Search code examples
parsingtracepacket-capturebgp

BGP MRT format parsing


I'm trying to parse the BGP trace downloaded here. It is said that the BGP packet traces are stored in the files with prefix updates and these MRT format files can be read by PyBGPdump.

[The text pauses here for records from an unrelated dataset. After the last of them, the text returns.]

PR #129, opened 2015-11-30
Added code to check audio permissions.

pjcabrera:
Added code to check audio permissions in ios/RCTCameraManager.m method checkDeviceAuthorizationStatus.

This fixes https://github.com/lwansbrough/react-native-camera/issues/124


danlopez:
:+1: - I work with @pjcabrera, and this PR allows us to check audio and video permissions concurrently.

lwansbrough:
Hmm... This is okay, but what if I don't want microphone access? It's better than what we have now so I think I'll accept it - but the API should probably change to `requestAccessToMediaType(mediaType, callback)`.

Thanks for your help!

PR #130, opened 2015-11-30
Fix crash when user pinches to zoom on devices that don't support it.

pjcabrera:
When zoomFactor was computed with a value greater than device.activeFormat.videoMaxZoomFactor, it caused a crash. Changed the pinch to zoom code to respect the value of device.activeFormat.videoMaxZoomFactor.

This fixes https://github.com/lwansbrough/react-native-camera/issues/107


lwansbrough:
Beautiful, thank you.

PR #131, opened 2015-12-02
Fix for back camera showing briefly when the type property is set to 'front'.

pjcabrera:
The first time an app is run that uses this component with the type set to 'front', the back camera shows briefly before the component obeys the type property and switches to the front camera. The presetCamera should be set to the camera type set in the props when the component is created.

### DIFF
--- a/ios/RCTCameraManager.m
+++ b/ios/RCTCameraManager.m
@@ -14,6 +14,12 @@
 
 RCT_EXPORT_MODULE();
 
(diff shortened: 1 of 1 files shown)


lwansbrough:
Nice, thanks!

pjcabrera:
@lwansbrough could you publish an updated npm module? It's been a couple months since my PRs were merged, but the latest npm module is 4 months old. I'd like to stop using my fork of this project as a package.js dependency. Thanks!

Issue #134, opened 2015-12-13
Check permissions to access Camera


bpeters:
If a user denies permissions for the camera and then tries to access the camera the app will crash. Is there a way to check for camera permissions from the Camera Api? I can then request permission with an alert like the default.

lwansbrough:
Apparently I forgot to expose the `checkDeviceAuthorizationStatus` via the JS API. You can do what you're asking via:

```javascript
NativeModules.CameraManager.checkDeviceAuthorizationStatus((function(err, isAuthorized) {}
```

I'd accept a PR if you want to expose that method on the `Camera` reference like others have been in the `index.ios.js` file.

tonmanayo:
Hi, I'd like to know if there is any way of checking Camera permissions. I'd like to being up a modal before asking the users on IOS for permissions

PR #139, opened 2015-12-22
Expose camera authorization

bradbumbalough:
In response to issue #134, I added the `checkDeviceAuthorizationStatus` method to the Camera reference API. Since it's not a value list, I opted to not add it to the `constants` var.


lwansbrough:
Thanks Brad, looks good.

bradbumbalough:
Thanks!

PR #140, opened 2015-12-29
Fix: Wrong image orientation when device orientation is locked

toriumi0118:
I fixed the bug that the image saved as portrait orientation when the device auto orientation lock mode.
Because UIDeviceOrientationDidChangeNotification is not worked in the locked mode.
(I attached the picture which show the locked mode.)

You need to import **CoreMotion.framework** to make it work.

### DIFF
--- a/ios/RCTCamera.h
+++ b/ios/RCTCamera.h
@@ -1,6 +1,7 @@
 #import <UIKit/UIKit.h>
 #import <AVFoundation/AVFoundation.h>
 #import "CameraFocusSquare.h"
+#import <CoreMotion/CoreMotion.h>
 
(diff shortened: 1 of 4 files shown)


ptomasroos:
Hey @toriumi0118 This seems like a great fix.

Can you rebase this on top of master so I can review it?

toriumi0118:
@ptomasroos 
yap, it's so long time ago and I throw away my app which this lib is used.
so I cannot check it, even if I could fix again or fix conflict.

So please close this.

rt2zz:
@toriumi0118 sorry we were not able to process this, and thank you!

PR #151, opened 2016-01-12
Add option to store captures in temp directory

christopherdro:
Add option to save to temp directory for images and videos.


rt2zz:
+1 this is probably a better option for most apps rather than saving to documents directory

lwansbrough:
Thanks a lot!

I downloaded one file and followed the instruction (or this better formatted one):

cnt = 0
dump = pybgpdump.BGPDump('sample.dump.gz')
for mrt_h, bgp_h, bgp_m in dump:
    cnt += 1
print cnt, 'BGP messages in the MRT dump'

However, I got this error:

Traceback (most recent call last):
  File "bgp-stats.py", line 8, in <module>
    for mrt_h, bgp_h, bgp_m in dump:
  File "/usr/local/lib/python2.7/dist-packages/pybgpdump.py", line 61, in next
    bgp_m = dpkt.bgp.BGP(bgp_h.data)
  File "/usr/local/lib/python2.7/dist-packages/dpkt/dpkt.py", line 89, in __init__
    self.unpack(args[0])
  File "/usr/local/lib/python2.7/dist-packages/dpkt/bgp.py", line 152, in unpack
    self.data = self.update = self.Update(self.data)
  File "/usr/local/lib/python2.7/dist-packages/dpkt/dpkt.py", line 89, in __init__
    self.unpack(args[0])
  File "/usr/local/lib/python2.7/dist-packages/dpkt/bgp.py", line 247, in unpack
    attr = self.Attribute(self.data)
  File "/usr/local/lib/python2.7/dist-packages/dpkt/dpkt.py", line 89, in __init__
    self.unpack(args[0])
  File "/usr/local/lib/python2.7/dist-packages/dpkt/bgp.py", line 326, in unpack
    self.data = self.as_path = self.ASPath(self.data)
  File "/usr/local/lib/python2.7/dist-packages/dpkt/dpkt.py", line 89, in __init__
    self.unpack(args[0])
  File "/usr/local/lib/python2.7/dist-packages/dpkt/bgp.py", line 376, in unpack
    seg = self.ASPathSegment(self.data)
  File "/usr/local/lib/python2.7/dist-packages/dpkt/dpkt.py", line 94, in __init__
    (self.__class__.__name__, args[0]))
dpkt.dpkt.UnpackError: invalid ASPathSegment: '\x1d\xf6\x00\x00\x1d\xf6\x00\x00\x1d\xf6\x00\x00F\xe0'

It seems to be a format issue. I searched for "sample.dump.gz" and found it here. The result is just fine:

(999, 'BGP messages in the MRT dump')

Any insights what happens here? All trace files are not readable and I have no idea how to parse the files from the repo I found.

Many thanks!


Solution

  • This is currently a bug in the dpkt library. There is an open issue in the official repository, but it's from 2015. The problem is that the BGP Update parser is treating the AS Numbers in the AS Path as 2 octet/byte AS Numbers, even though they are encoded as 4 octet/byte AS Numbers. So when it reaches the beginning of an 4 byte encoded AS path of length two

    \x00\x00\xab\xcd   \x00\x00\x12\x34
    

    it would try to read two 2 byte AS Numbers and then stop. So instead of 43981 4660 it reads 0 43981 and interprets the remaning bytes wrong.

    There is currently no quick fix, as the problem is quite tricky. In order to know how an AS path is encoded, one would have to look at the capabilities that were negotiated in the BGP Open message. Not sure how other parsers handle this.

    You could bump the issue in the repo or try an alternative library like mrtparse.